129 Comments

Just started listening. I'm excited for this series. I was one of the kids who was prevented from reading Harry Potter by my church and family because it was "promoting witchcraft". Later in life I was urged by many of my friends to read the books when they found out I hadn't. I ended up reading the entire series at the age of 31. The situation with J.K. Rowling now is so interesting because many of the same friends who were shocked I'd never read the books and urged me to read them are now very vocal about their opposition to Rowling's views. I'd encourage them to actually go and read what she's written on the subject, which you can disagree with. I don't think her views warrant the intensity of opposition she's had.
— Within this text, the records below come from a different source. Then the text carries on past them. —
PR #4588, opened 2022-01-10
Support attribute-based instance selection for AWS

### LINKED ISSUE #4479: support AWS "Instance type requirements"

Cluster-Autoscaler

AWS added a new way of specifying instance types wanted.
they do this by specifying a set of instance characteristics - requirements.
which obsolete the need of specifying instance types, and in turn, breaks the CA when fetching the ASG info

CA needs to support not knowing which instance type is used by the ASG

CA will reed all the instance requirements from the ASG and calculate which instance type ASG will use when needed

**Additional context.**:

using CA v1.22.1 , error is:
`E1128 15:47:36.224041       1 static_autoscaler.go:286] Failed to get node infos for groups: ASG "......." uses the unknown EC2 instance type ""`

new settings in console looks:
Screen Shot 2021-11-28 at 17 50 31

AustinSiu:
#### What type of PR is this?

/kind feature

Support attribute-based instance selection using instance requirements.

This PR updates aws-sdk-go from v1.38.49 to v1.42.25 in order to pick up instance requirements feature changes.

Fixes #4479 

Testing done using an ASG w/ pre-existing instances:
1. Created an ASG w/ Spot and CapacityOptimized allocation strategy
2. Set InstanceRequirements Overrides w/ vcpu min: 10 max: 100
3. Update Cluster Autoscaler Min size to 1, Max 10
4. Waited for an instance to be added with Min 10 vcpu
5. Update InstanceRequirements Overrides to vcpu min: 2, max: 100
6. Cordon the 1st Node that came up in the ASG so that we can differentiate between nodes from step 2 vs step 5
7. Create a deployment with pods with resource request of 1 vcpu each
8. Scale deployment to 5 replicas
9. Expectation and observed: CA raises Desired Capacity to 6 under newer requirements, vs 1-2 expected nodes if under step 2 requirements 

```release-note
Added support for attribute-based instance type selection for AWS using available instance requirements.
```

```docs

```


AustinSiu:
@aleksandra-malinowska and @feiskyer may I ask if you are available to help review this PR?

AustinSiu:
@gjtempleton I haven't been able to get a response from the reviewers unfortunately. I've posted on the #pr-reviews Slack channel, but may I ask if there's anyone in particular I should reach out to for help reviewing?

feiskyer:
+AWS owners @Jeffwan @jaypipes @gjtempleton could you have a look?

cluster-autoscaler/cloudprovider/aws/aws_wrapper_test.go
```diff
@@ -64,11 +64,21 @@ type ec2Mock struct {
 	mock.Mock
 }
 
+func (e *ec2Mock) DescribeImages(input *ec2.DescribeImagesInput) (*ec2.DescribeImagesOutput, error) {
```
bwagner5, line 67: Can you update the IAM policy for the 2 new API calls?

cluster-autoscaler/cloudprovider/aws/aws_manager.go
```diff
@@ -395,6 +396,33 @@ func (m *AwsManager) buildNodeFromTemplate(asg *asg, template *asgTemplate) (*ap
 	node.Status.Capacity[gpu.ResourceNvidiaGPU] = *resource.NewQuantity(template.InstanceType.GPU, resource.DecimalSI)
 	node.Status.Capacity[apiv1.ResourceMemory] = *resource.NewQuantity(template.InstanceType.MemoryMb*1024*1024, resource.DecimalSI)
 
+	if asg.MixedInstancesPolicy != nil && asg.MixedInstancesPolicy.instanceRequirementsOverrides != nil {
```
bwagner5, line 399: This needs to handle regular LT Instance Requirements (ie. no overrides are present in the Mixed Instances Policy) as well.

cluster-autoscaler/cloudprovider/aws/aws_wrapper.go
```diff
@@ -255,10 +258,84 @@ func (m *awsWrapper) getInstanceTypeByLaunchTemplate(launchTemplate *launchTempl
 	return aws.StringValue(instanceType), nil
 }
 
+func (m *awsWrapper) getInstanceTypesFromInstanceRequirements(policy *mixedInstancesPolicy) ([]string, error) {
```
bwagner5, line 261: This needs to handle regular LT Instance Requirements (ie. no overrides are present in the Mixed Instances Policy) as well.

bwagner5 (changes requested):
Great work! Very clean addition to this rather complicated API add-on :D 

A few comments on handling the case where a user specified the InstanceRequirements within the LT rather than within an ASG MixedInstancesPolicy Override. In that case, the InstanceRequirement will not show up in the MixedInstancePolicy, so the LT will need to be inspected to retrieve the Requirements.

cluster-autoscaler/cloudprovider/aws/aws_manager.go
```diff
@@ -419,6 +449,36 @@ func (m *AwsManager) buildNodeFromTemplate(asg *asg, template *asgTemplate) (*ap
 	return &node, nil
 }
 
+func (m *AwsManager) getInstanceRequirementsFromMixedInstancesPolicy(policy *mixedInstancesPolicy) (*ec2.InstanceRequirements, error) {
+	instanceRequirements := &ec2.InstanceRequirements{}
+	if policy.launchTemplate != nil {
```
bwagner5, line 454: a mixed instances policy requires an LT, so this should always be non-nil 

the check should be:

```
if policy.instanceRequirementsOverrides != nil {

} else if lt.LaunchTemplateData.InstanceRequirements != nil {

}
```

Basically if an LT override is specified in the MixedInstancesPolicy, then it should always be used (it overrides the LT parameter).
If there is no instance requirement override, then check if there are InstanceRequirements defined in the LT.

cluster-autoscaler/cloudprovider/aws/README.md
```diff
@@ -33,7 +33,9 @@ The following policy provides the minimum privileges necessary for Cluster Autos
         "autoscaling:DescribeLaunchConfigurations",
         "autoscaling:SetDesiredCapacity",
         "autoscaling:TerminateInstanceInAutoScalingGroup",
-        "ec2:DescribeInstanceTypes"
+        "ec2:DescribeImages",
+        "ec2:DescribeInstanceTypes",
+        "ec2:GetInstanceTypesFromInstanceRequirementsPages"
```
bwagner5, line 38: remove the `Pages` part since that's just a aws-go-sdk helper

cluster-autoscaler/cloudprovider/aws/aws_manager.go
```diff
@@ -395,6 +396,35 @@ func (m *AwsManager) buildNodeFromTemplate(asg *asg, template *asgTemplate) (*ap
 	node.Status.Capacity[gpu.ResourceNvidiaGPU] = *resource.NewQuantity(template.InstanceType.GPU, resource.DecimalSI)
 	node.Status.Capacity[apiv1.ResourceMemory] = *resource.NewQuantity(template.InstanceType.MemoryMb*1024*1024, resource.DecimalSI)
 
+	if asg.MixedInstancesPolicy != nil {
+		instanceRequirements, err := m.getInstanceRequirementsFromMixedInstancesPolicy(asg.MixedInstancesPolicy)
+		if err != nil {
+			klog.Error("error while building node template using instance requirements: (%s)", err)
```
bwagner5, line 402: in the case of an err returned in `getInstanceRequirementsFromMixedInstancesPolicy(...)` instanceRequirements will be nil. So I believe the next group of if's would panic on a nil pointer, right?

```
if instanceRequirements.VCpuCount != nil {
...
```

AustinSiu: You're right, thanks for catching. Will fix and make this section more readable as well.

cluster-autoscaler/cloudprovider/aws/aws_manager.go
```diff
@@ -419,6 +422,70 @@ func (m *AwsManager) buildNodeFromTemplate(asg *asg, template *asgTemplate) (*ap
...
+	instanceRequirements := &ec2.InstanceRequirements{}
+	if policy.instanceRequirementsOverrides != nil {
+		var err error
+		instanceRequirements, err = m.awsService.getRequirementsRequestFromAutoscalingToEC2(policy.instanceRequirementsOverrides)
+		if err != nil {
+			return nil, err
+		}
+	} else {
+		params := &ec2.DescribeLaunchTemplateVersionsInput{
+			LaunchTemplateName: aws.String(policy.launchTemplate.name),
```
jaypipes, line 467: This assumes `policy.launchTemplate` is non-nil. You will want to add a nil-guard to the `else` statement above on line 465:

```go
     } else if policy.launchTemplate != nil {
```

cluster-autoscaler/cloudprovider/aws/aws_wrapper.go
```diff
@@ -233,32 +236,151 @@ func (m *awsWrapper) getInstanceTypeByLaunchTemplate(launchTemplate *launchTempl
...
+func (m *awsWrapper) getRequirementsRequestFromAutoscaling(requirements *autoscaling.InstanceRequirements) (*ec2.InstanceRequirementsRequest, error) {
+	requirementsJson, err := json.Marshal(*requirements)
+	if err != nil {
+		return nil, err
+	}
+
+	var requirementsRequest *ec2.InstanceRequirementsRequest
+	if err := json.Unmarshal(requirementsJson, &requirementsRequest); err != nil {
+		return nil, err
+	}
```
jaypipes, line 346: heh. sneaky. But prone to breakage if and when the shapes in the EC2 and EC2 autoscaling APIs inevitably change... recommend rewriting this using a more verbose constructor and field setting approach instead of the JSON-to-JSON approach.

jaypipes (changes requested):
Great start on this @AustinSiu! Thank you!

I've left a number of comments inline, please take a look.

bwagner5 (approved):
nice!

cluster-autoscaler/cloudprovider/aws/auto_scaling_groups.go
```diff
@@ -483,17 +484,27 @@ func (m *asgCache) buildAsgFromAWS(g *autoscaling.Group) (*asg, error) {
...
 			return res
 		}
 
+		getInstanceTypeRequirements := func(overrides []*autoscaling.LaunchTemplateOverrides) *autoscaling.InstanceRequirements {
+			if len(overrides) == 1 && overrides[0].InstanceRequirements != nil {
+				return overrides[0].InstanceRequirements
+			}
+			return nil
+		}
+
```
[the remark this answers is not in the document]
AustinSiu: My reasoning was that a MixedInstancesPolicy with both InstanceType *and* InstanceRequirements overrides configured would be an invalid setup, as the API only allows one or the other, but not both: https://docs.aws.amazon.com/autoscaling/ec2/APIReference/API_LaunchTemplateOverrides.html

I've added a check for both being present on line 510, to make it more clear to Autoscaler readers what to expect.

cluster-autoscaler/cloudprovider/aws/aws_wrapper.go
```diff
@@ -233,32 +236,151 @@ func (m *awsWrapper) getInstanceTypeByLaunchTemplate(launchTemplate *launchTempl
...
+	if len(instanceType) == 0 {
+		return "", fmt.Errorf("unable to find instance type using launch template")
+	}
+	return instanceType, nil
+}
 
+func (m *awsWrapper) getInstanceTypeFromRequirementsOverrides(policy *mixedInstancesPolicy) (string, error) {
+	describeTemplateInput := &ec2.DescribeLaunchTemplateVersionsInput{
+		LaunchTemplateName: aws.String(policy.launchTemplate.name),
+		Versions:           []*string{aws.String(policy.launchTemplate.version)},
```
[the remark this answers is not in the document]
AustinSiu: Addressed as above.

cluster-autoscaler/cloudprovider/aws/aws_wrapper.go
```diff
@@ -233,32 +236,151 @@ func (m *awsWrapper) getInstanceTypeByLaunchTemplate(launchTemplate *launchTempl
...
+	}
+	if len(instanceType) == 0 {
+		return "", fmt.Errorf("unable to find instance type using launch template")
+	}
+	return instanceType, nil
+}
 
+func (m *awsWrapper) getInstanceTypeFromRequirementsOverrides(policy *mixedInstancesPolicy) (string, error) {
+	describeTemplateInput := &ec2.DescribeLaunchTemplateVersionsInput{
+		LaunchTemplateName: aws.String(policy.launchTemplate.name),
```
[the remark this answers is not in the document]
AustinSiu: Thank you for catching, added a nil-check at beginning of function.

cluster-autoscaler/cloudprovider/aws/aws_wrapper.go
```diff
@@ -233,32 +236,151 @@ func (m *awsWrapper) getInstanceTypeByLaunchTemplate(launchTemplate *launchTempl
...
 		return "", err
 	}
+	if len(describeData.LaunchTemplateVersions) == 0 {
+		return "", fmt.Errorf("unable to find template versions")
+	}
+	lt := describeData.LaunchTemplateVersions[0]
+	instanceType := ""
+	if lt.LaunchTemplateData.InstanceType != nil {
+		instanceType = *lt.LaunchTemplateData.InstanceType
+	} else if lt.LaunchTemplateData.InstanceRequirements != nil {
```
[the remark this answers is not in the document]
AustinSiu: Added on line 249

cluster-autoscaler/cloudprovider/aws/aws_wrapper.go
```diff
@@ -233,32 +235,455 @@ func (m *awsWrapper) getInstanceTypeByLaunchTemplate(launchTemplate *launchTempl
...
+
+	start := time.Now()
+	describeData, err := m.DescribeLaunchTemplateVersions(describeTemplateInput)
+	observeAWSRequest("DescribeLaunchTemplateVersions", err, start)
+	if err != nil {
+		return "", err
+	}
 	if len(describeData.LaunchTemplateVersions) == 0 {
 		return "", fmt.Errorf("unable to find template versions")
 	}
```
jaypipes, line 291: you need to place the same nil-guard on `lt.LaunchTemplateData` that you did above on new line 249. You might consider DRY'ing this up into a helper method since you are calling `m.DescribeLaunchTemplateVersions` numerous times in both `aws_wrapper.go` and `aws_manager.go`

jaypipes (changes requested):
@AustinSiu this is very close! just a couple remaining nil guards to address inline, otherwise this is looking good! :)

cluster-autoscaler/cloudprovider/aws/aws_wrapper.go
AustinSiu: Makes sense! Will do 👍

cluster-autoscaler/cloudprovider/aws/aws_manager.go
```diff
@@ -419,6 +424,69 @@ func (m *AwsManager) buildNodeFromTemplate(asg *asg, template *asgTemplate) (*ap
...
+		observeAWSRequest("DescribeLaunchTemplateVersions", err, start)
+		if err != nil {
+			return nil, err
+		}
+		if len(describeData.LaunchTemplateVersions) == 0 {
+			return nil, fmt.Errorf("unable to find template versions")
+		}
+
+		lt := describeData.LaunchTemplateVersions[0]
+		if lt.LaunchTemplateData.InstanceRequirements != nil {
```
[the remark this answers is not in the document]
AustinSiu: Thank you for catching! Consolidated the template data logic to reduce the discrepancies in nil guarding.

cluster-autoscaler/cloudprovider/aws/auto_scaling_groups.go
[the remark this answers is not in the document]
AustinSiu: I think the below documentation is a little more explicit about disallowing both fields to be present: https://docs.aws.amazon.com/cli/latest/reference/autoscaling/update-auto-scaling-group.html
https://docs.aws.amazon.com/autoscaling/ec2/APIReference/API_LaunchTemplate.html

> The overrides can include either one or more instance types or a set of instance requirements, but not both.

I have also tried to set both on a Launch Template through the Console, and it doesn't allow setting both when creating or editing, just to try and confirm.

jaypipes (approved):
Thanks for the revisions and your patience on this, @AustinSiu :)

AustinSiu:
@aleksandra-malinowska @feiskyer @towca can you please help approve?

cluster-autoscaler/go.mod
```diff
@@ -10,7 +10,7 @@ require (
 	github.com/Azure/go-autorest/autorest/azure/auth v0.5.8
 	github.com/Azure/go-autorest/autorest/date v0.3.0
 	github.com/Azure/go-autorest/autorest/to v0.4.0
-	github.com/aws/aws-sdk-go v1.38.49
```
mwielgus, line 13: As we import lots of code from kubernetes/kubernetes want to be in sync with it (k/k uses github.com/aws/aws-sdk-go v1.38.49) to avoid compilation and runtime issues. So we cannot accept any changes that can make future sync problematic. Please update k/k deps or roll back this change.

mwielgus (changes requested):

cluster-autoscaler/go.mod
AustinSiu: Understood, opened a PR to update dependencies in kubernetes/kubernetes: https://github.com/kubernetes/kubernetes/pull/108897

AustinSiu: @mwielgus the reviewers on the above PR have some pushback against further changes to `aws-sdk-go` as a legacy cloud provider in k/k: https://github.com/kubernetes/kubernetes/pull/108897#issuecomment-1083689535. What should be the next step here?

For some context, I updated the `github.com/aws/aws-sdk-go` version from v1.38.49 because this integration is dependent on API support for attribute-based instance requirements, introduced in [v1.41.12](https://github.com/aws/aws-sdk-go/releases/tag/v1.41.12).

AustinSiu: @mwielgus ping :)

sauryadas: @feiskyer Possible for you to do look into this ? we need to make progress

AustinSiu: @gjtempleton may I ask if you have an opinion on where to go from here, with regards to k/k's stance on provider updates and changes like this in Autoscaler?

AustinSiu:
@mwielgus @gjtempleton I've updated this change to handle the dependencies differently, does this address your concerns?

gjtempleton (approved):
Thanks for your persistence with this, great job.

/lgtm
/approve

PR #4610, opened 2022-01-14
Fix code formatting

Fedosin:

All

#### What type of PR is this?

/kind cleanup

It seems like the code formatting is broken. This commit fixes it using standard golang tooling.

Ran:
./hack/update-gofmt.sh


elmiko:
it looks like this fixes things for golang 1.17, thanks Mike
/lgtm

@MaciekPytel ptal

jbartosik (changes requested):
I don't think we should change autogenerated files (for example vertical-pod-autoscaler/pkg/apis/autoscaling.k8s.io/v1/zz_generated.deepcopy.go)

PR #418, opened 2025-12-20
Add support for retrieving test examples in Pytest runner 

suo:
- Implemented GetExamples method to collect test cases using `pytest --collect-only -q`.
- Added parsePytestCollectOutput function to parse the output of the pytest command.
- Updated request_param.go to include pytest in the supported runners for file splitting.
- Added unit tests for GetExamples and parsePytestCollectOutput to ensure correct functionality.


nprizal (changes requested):
Hi @suo, thanks for opening the PR. I’ve noticed a discrepancy between the test collector regarding the generation of `scope` and `name`. Can you please update the PR so that it matches?

nprizal (approved):
Looks good! I've tested it the test plan includes individual examples with correct timing that means they match the data in the server.

PR #441, opened 2026-02-10
Codify runner feature support

malclocke:
This is a proof of concept of embedding the features supported by each runner in the runner implementation.

Aim here is to solve a few problems:

- Avoid "type switch" code. One example is fixed in this WIP, switching on split by example support base on runner name in `request_param.go`. There are others but I haven't implemented all of them in this WIP.
- Generate to feature support matrix in `README.md` from code. This has accumulated some drift over time in the past and required manual fixups. To prove the point there is fix for drift included in this PR :)
- This would give us a way to error when customers try to use a feature that is not supported in the runner, for example setting env vars or cli flags that are not supported by the runner. We've had confusion about this from users in the past.

Fixes TE-5965

### DIFF
--- a/README.md
+++ b/README.md
@@ -4,15 +4,17 @@ Buildkite Test Engine Client (bktec) is an open source tool to orchestrate your 
 
 bktec supports multiple test runners and offers various features to enhance your testing workflow. Below is a comparison of the features supported by each test runner:
 
-| Feature                                            | RSpec | Jest | Playwright | Cypress | pytest | pants (pytest) | Go test | Cucumber | NUnit | Custom |
-| -------------------------------------------------- | :---: | :--: | :--------: | :-----: | :----: | :------------: | :-----: | :------: | :---: | :-----: |
-| Split tests by file[^1]                                |   ✅  |   ✅  |    ✅      |    ✅   |   ✅   |       ❌       |   ❌    |    ✅    |  ✅   | ✅      |
-| [Split slow files by individual test example](https://github.com/buildkite/test-engine-client/blob/main/docs/rspec.md#split-slow-files-by-individual-test-example)        |   ✅  |   ❌  |    ❌      |    ❌   |   ✅   |       ❌       |   ❌    |    ✅    |  ❌   |    ❌   |
-| Filter test files                                  |   ✅  |   ✅  |    ✅      |    ✅   |   ✅   |       ❌       |   ❌    |    ✅    |  ✅   |    ✅   |
-| Filter test by tags                               |   ❌  |   ❌  |    ❌      |    ❌   |   ✅   |       ❌       |   ❌    |    ❌    |  ❌   |    ❌  |
-| Automatically retry failed test                    |   ✅  |   ✅  |    ✅      |    ❌   |   ✅   |       ✅       |   ✅    |    ✅    |  ✅   |    ❌   |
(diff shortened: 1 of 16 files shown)


internal/command/request_param.go
```diff
@@ -18,16 +19,16 @@ import (
...
 	for _, file := range files {
 		testFiles = append(testFiles, plan.TestCase{
 			Path: file,
 		})
 	}
 
-	// Splitting files by example is only supported for rspec, cucumber, and pytest runners
-	if runner.Name() != "RSpec" && runner.Name() != "Cucumber" && runner.Name() != "pytest" {
+	// Short circuit here if the runner doesn't support split by example
+	if !runner.SupportedFeatures().SplitByExample {
```
nprizal: nice!

README.md
```diff
@@ -4,15 +4,17 @@ Buildkite Test Engine Client (bktec) is an open source tool to orchestrate your
...
-| Automatically retry failed test                    |   ✅  |   ✅  |    ✅      |    ❌   |   ✅   |       ✅       |   ✅    |    ✅    |  ✅   |    ❌   |
-| Mute tests (ignore test failures)                  |   ✅  |   ✅  |    ✅      |    ❌   |   ✅   |       ✅       |   ✅    |    ✅    |  ✅   |    ✅   |
-| Skip tests                                         |   ✅  |   ❌  |    ❌      |    ❌   |   ❌   |       ❌       |   ❌    |    ✅    |  ❌   |    ❌   |
+<!-- DO NOT MANUALLY EDIT THE TABLE BELOW. The contents can be generate with `go run util/supported_features/main.go` -->
+
+| Feature | RSpec | Jest | Playwright | Cypress | pytest | pytest-pants | gotest | Cucumber | NUnit | Custom test runner |
+| --- | :---: | :---: | :---: | :---: | :---: | :---: | :---: | :---: | :---: | :---: |
+| Split tests by file[^1] | ✅ | ✅ | ✅ | ✅ | ✅ | ❌ | ❌ | ✅ | ✅ | ✅ |
+| [Split slow files by individual test example](https://github.com/buildkite/test-engine-client/blob/main/docs/rspec.md#split-slow-files-by-individual-test-example) | ✅ | ❌ | ✅ | ❌ | ✅ | ❌ | ❌ | ✅ | ❌ | ❌ |
```
malclocke, line 12: The table has been updated with the output from `go run util/supported_features/main.go`

The diff of the 2 tables can be inspected visually with the "Display the rich diff" button in the file header.

The only differences in content are slight changes in the runner names in the header, and "Split by example" is corrected from `false` to `true` for Playwright.

internal/command/request_param.go
nprizal, line 1: https://github.com/buildkite/test-engine-client/blob/a824a7638499dd95d3a2dfc6b3722a1a57108af3/internal/command/request_param.go#L71

That can be replaced with `runner.SupportedFeatures().FilterTestsByTag`

malclocke: I've tried to keep the touch and time to merge minimal with this PR by just including one cleanup example, and intend on following up over time with others.

I can try and clean everything up in this single PR if you like, LMK.

nprizal: Sounds good

nprizal (approved):
This is nice!

PR #463, opened 2026-03-18
Add {{testExamples}} support to pytest-pants runner

jasonwbarnett:
## Summary

Enable `{{testExamples}}` substitution in the `pytest-pants` runner, allowing bktec to inject intelligently-sharded test file paths into `pants test` commands.

## Motivation

When using pants as a build system, users often want to:
1. Use an external tool (e.g., `pants filter` with `--changed-since` and `--changed-dependents=transitive`) to determine which tests need to run based on changed files and transitive dependencies
2. Pass that list to bktec via `--files` to create a balanced test plan using historical timing data
3. Have each parallel node execute its assigned shard through `pants test`, preserving pants' PEX building, caching, and environment management

Previously, the `pytest-pants` runner explicitly rejected `{{testExamples}}`, making it impossible to use bktec's intelligent test splitting with pants as the test executor. The only options were either using bktec's splitting _without_ pants execution, or using pants execution _without_ intelligent splitting.

Pants' built-in `--test-shard` distributes tests without considering execution time, which leads to significantly unbalanced shards — for example, some agents finishing in 10 minutes while others run for 25 minutes. By replacing `--test-shard` with bktec's timing-aware distribution, users can keep pants handling everything it's good at (resolving dependencies, building PEX files, caching) while bktec ensures each node gets a balanced share of the work.

## How it works

The workflow separates target resolution from test execution:

1. `pants filter` resolves affected test targets into an explicit list
2. `bktec plan --files affected_tests.txt` creates a balanced plan using historical timing data from Buildkite Test Engine
3. Each parallel node runs `bktec run --files affected_tests.txt`, which fetches the plan and substitutes `{{testExamples}}` with its assigned targets before invoking `pants test`

When `{{testExamples}}` is absent from the test command, the existing behavior is preserved — pants handles test selection and bktec only adds retries and muting.

## Documentation

The `docs/pytest-pants.md` has been rewritten with a complete end-to-end guide covering prerequisites, the two-step plan + run workflow, a full Buildkite pipeline example, required environment variables, and a comparison table against `--test-shard`.

## Test plan

- [x] 6 new unit tests covering `{{testExamples}}` substitution (multiple files, paths with spaces, single file, extra pants flags, empty test cases, missing separator)
- [x] All existing tests pass (no regressions)
- [x] `go vet ./...` clean
- [x] Validated end-to-end in a real Buildkite pipeline with 58 pants test targets split across 4 shards — 3 consecutive green builds

### DIFF
--- a/docs/pytest-pants.md
+++ b/docs/pytest-pants.md
@@ -96,7 +96,7 @@ tests/models/test_user.py
 
 ### Example: Replacing `--test-shard` with intelligent splitting
 
-A common pants CI pattern is to use `pants filter` with `--changed-since` and `--changed-dependents=transitive` to resolve the affected test targets for a PR, then shard them across parallel agents using pants' built-in `--test-shard`. While this works, the native sharding distributes tests without considering execution time, which often leads to unbalanced shards — some agents finish in seconds while others run for minutes.
+A common pants CI pattern is to use `pants filter` with `--changed-since` and `--changed-dependents=transitive` to resolve the affected test targets for a PR, then shard them across parallel agents using pants' built-in `--test-shard`. While this works, the native sharding distributes tests without considering execution time, which often leads to significantly unbalanced shards — for example, some agents finishing in 10 minutes while others run for 25 minutes.
 
 By replacing `--test-shard` with bktec's test splitting, you get shards balanced by historical timing data. Here's how the workflow changes:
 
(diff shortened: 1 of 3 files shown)


jasonwbarnett:
Pretty excited about this one. It makes it possible to leverage Buildkite Test Engine's test splitting within the pants ecosystem. We've had significant imbalance across our 25–50 shards (depending on test volume) and can't wait to use this to balance them out and reclaim some much needed CI time.

jameshill:
Had a chat with @jasonwbarnett this morning and there more work to on targets that need to be done before we can support this. So we're closing this and will look for alternative options.

PR #472, opened 2026-04-02
Add Windows CI test support

pda:
### Description

Add a native Windows AMD64 test step to the Buildkite pipeline so the Go test suite runs on Windows in CI. This follows the same pattern as the agent repo: run on a Windows queue without Docker, invoke `bash .buildkite\steps\tests.sh` directly on the native agent.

Unfortunately, I don't think my friends are interested in reading what she's written so we just don't talk about it.

Expand full comment
Feb 21, 2023·edited Feb 21, 2023

Just listened to this now.

Thank you so much for creating this podcast. Harry Potter and JK Rowling have played a particular role in my life. I'm so grateful for her work. My heart goes out to those suffering from gender dysphoria, and those marginalized for who they are... But the hatred of JK Rowling is deeply misplaced. It's as foolish now by the trans movement as it was by the Christians in the late 90s.

Harry Potter was a guiding light, a hope in a mostly miserable upbringing I had throughout my schooling. I was born with a cleft lip, which left a scar I was often bullied for. I didn't have a girlfriend throughout elementary, junior high, or highschool. I went head first into university but that was a mistake and I soon dropped out. It took me years to get to the point where I was a functioning member of society. In 2015 (five years after dropping out) I went back to university with a new sense of purpose.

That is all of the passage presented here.